La justice sud-africaine va poursuivre l’ancien chef d’Etat, Jacob Zuma, pour fraude et corruption, a annoncé vendredi dernier lors d’une conférence de presse le procureur général de l’Etat, Shaun Abrahams.

«Après examen de la question, je suis d’avis qu’il y a des chances raisonnables que M. Zuma soit poursuivi avec succès» devant la justice, a-t-il déclaré.

Jacob Zuma est accusé de corruption, fraudes, racket et blanchiment d’argent. D’après l’Autorité nationale sud-africaine des poursuites (NPA), il fait l’objet de 16 accusations relatives à 783 cas d’actes illicites présumés.
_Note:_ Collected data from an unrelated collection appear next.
Issue #99, opened 2020-01-02
Load state has corrupted RTC


Baekalfen:
Loading a saved state somehow corrupts the RTC. Maybe if the timestamp in the saved state drifts apart from the real clock time.

Baekalfen:
Possibly solved in #329. Closing until proven otherwise.

PR #147, opened 2020-05-01
Add randomization to game wrappers

### LINKED ISSUE #141: Randomize first Tetromino
When using the game_wrapper, the first Tetromino will always be the same.

Implement a function, which scrambles the registers and provides a new starting Tetromino at every call to `start_game` and `reset_game`.

nicoeps:
Fixes #141 
Add seed and randomize parameters to start_game and reset_game
Add set_seed method to Tetris game wrapper

Does currently not randomize the first three tetrominos after reset_game is called, because the state is saved after the game has already been started. Saving the state earlier fixes this issue, but requires having one more button press to enter the game again.


Baekalfen:
I've tried pushing a different take on it. It generalizes how we could set the timer's DIV register. And adds a specific fix for Tetris, so it won't produce the same sequence in the beginning.

What do you think about this approach?

nicoeps:
The reason for calling it just "seed" was to have a general way of setting values on startup other than just the divider, if some game needed it. _randomize_next_tetromino, however, does bypass Tetris' own generator, which I do not think is an optimal solution. I do not do AI, but I would imagine training with tetrominos that are chosen uniformly at random, instead of with Tetris' own generator, which does not do that, could give different results.

Baekalfen:
WTF, didn't we have save/load state in timer before?! Maybe it's causing this https://github.com/Baekalfen/PyBoy/issues/99. The RTC is a guess, it just causes Pokemon Gold to soft-lock with phone calls from trainers.

pyboy/plugins/game_wrapper_tetris.py
```diff
@@ -110,7 +114,11 @@ def start_game(self):
                 break
 
         # Start game. Just press Start when the game allows us.
-        for _ in range(3):
+        for i in range(3):
+            if i == 2:
+                PyBoyGameWrapper._set_timer_div(self, timer_div, randomize_div)
```
Baekalfen, line 119: This could be called earlier. For example from `PyBoyGameWrapper.start_game(self, timer_div=timer_div, randomize_div=randomize_div)`, as that's what `reset_game` does.

It just need to be set at some point before `save_state`.

pyboy/plugins/game_wrapper_tetris.py
```diff
@@ -120,19 +128,22 @@ def start_game(self):
...
-            self.saved_state.seek(0)
-            self.pyboy.load_state(self.saved_state)
-            self.post_tick()
-        else:
-            logger.error("Tried to reset game, but it hasn't been started yet!")
+        PyBoyGameWrapper.reset_game(self, timer_div=timer_div, randomize_div=randomize_div)
+
+        self.pyboy.send_input(WindowEvent.PRESS_BUTTON_START)
+        self.pyboy.tick()
+        self.pyboy.send_input(WindowEvent.RELEASE_BUTTON_START)
```
Baekalfen, line 143: Nice solution

pyboy/plugins/base_plugin.py
```diff
@@ -122,21 +123,49 @@ def enabled(self):
...
         raise NotImplementedError("post_tick not implemented in game wrapper")
 
-    def start_game(self):
+    def _set_timer_div(self, timer_div, randomize_div):
+        if timer_div is not None:
+            self.pyboy.mb.timer.DIV = timer_div & 0xFF
+        elif randomize_div:
+            self.pyboy.mb.timer.DIV = random.getrandbits(8)
+
+    def start_game(self, timer_div=None, randomize_div=False):
```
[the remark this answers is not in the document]
nicoeps: Added it so the user had an option of not affecting the divider register at all. Not sure how else to do it, but do feel free to change it if you want to.

pyboy/plugins/game_wrapper_tetris.py
nicoeps: Did it like that so that both start_game and reset_game would give the same exact state when called, as there will be more ticks in start_game. Not sure if this is really needed or not, but thought it would be good to let the user have the option of having the exact same value each time, if they provide a specific value for the divider. It could be moved before the loop, where the state could also be saved. Then have three button presses in reset game instead of one. Not sure how much this will impact performance though. PyBoyGameWrapper.start_game gives a warning if called after frame 0, which is why I did not use it. Do let me know if you have a better idea.

pyboy/plugins/base_plugin.py
```diff
@@ -122,21 +123,49 @@ def enabled(self):
...
         """
-        raise NotImplementedError("start_game not implemented in game wrapper")
 
-    def reset_game(self):
+        if not self.pyboy.frame_count == 0:
+            logger.warning("Calling start_game from an already running game. This might not work.")
+
+        self._set_timer_div(timer_div, randomize_div)
+
+    def reset_game(self, timer_div=None, randomize_div=False):
```
MathisFederico, line 152: Same here
Do you want me to commit to show what I mean ?

pyboy/plugins/base_plugin.py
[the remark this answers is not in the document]
nicoeps: > The arguments are strange, here if we want to turn on the randomizer, we have to call `game_wrapper._set_timer_div(None, True)` which is unusual.
> 
> I would think that this is randomized by default and set to a fixed value if called.
> Also, it is more common to have seed in the name like `_set_seed`.

Method arguments have been updated. timer_div was preferred over using seed.

pyboy/plugins/game_wrapper_tetris.py
```diff
@@ -150,7 +152,7 @@ def reset_game(self, timer_div=None):
         """
         After calling `start_game`, you can call this method at any time to reset the game.
 
-        Args:
+        Kwargs:
```
MathisFederico, line 155: I might have to pass the kwargs of openai_gym to reset_game too then

Baekalfen: Should that be done before merging?

MathisFederico: Yeah maybe, we need to test that this works well also (maybe on tetris with a fixed seed)

Baekalfen: Would you do that?

MathisFederico: I don't have the time this week sadly :'(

L’ex-dirigeant sud-africain a été accusé de corruption pour la première fois à la fin des années 1990. A l’époque, Jacob Zuma, alors vice-président du parti au pouvoir, l’ANC, avait été soupçonné d’avoir été corrompu au sujet d’un contrat d’armement public avec des entreprises étrangères.

Finalement, grace aux pressions de son parti l’ANC, les charges qui pesaient contre lui avaient été abandonnées pour vice de procédure en 2009, juste avant son élection à la tête du pays.

Ensuite, Jacob Zuma a été accusé en 2016 d’avoir rénové sa résidence personnelle avec des fonds publics. Et son nom a été cité à plusieurs reprises dans l’affaire Gupta, la famille de businessmen d’origine indienne impliquée dans diverses affaires de corruption.

Ces multiples polémiques et scandales, l’ex-chef d’Etat sud-africain Jacob Zuma a été contraint de démissionner de la présidence le 14 février dernier, après avoir été lâché par ses camarades de l’ANC.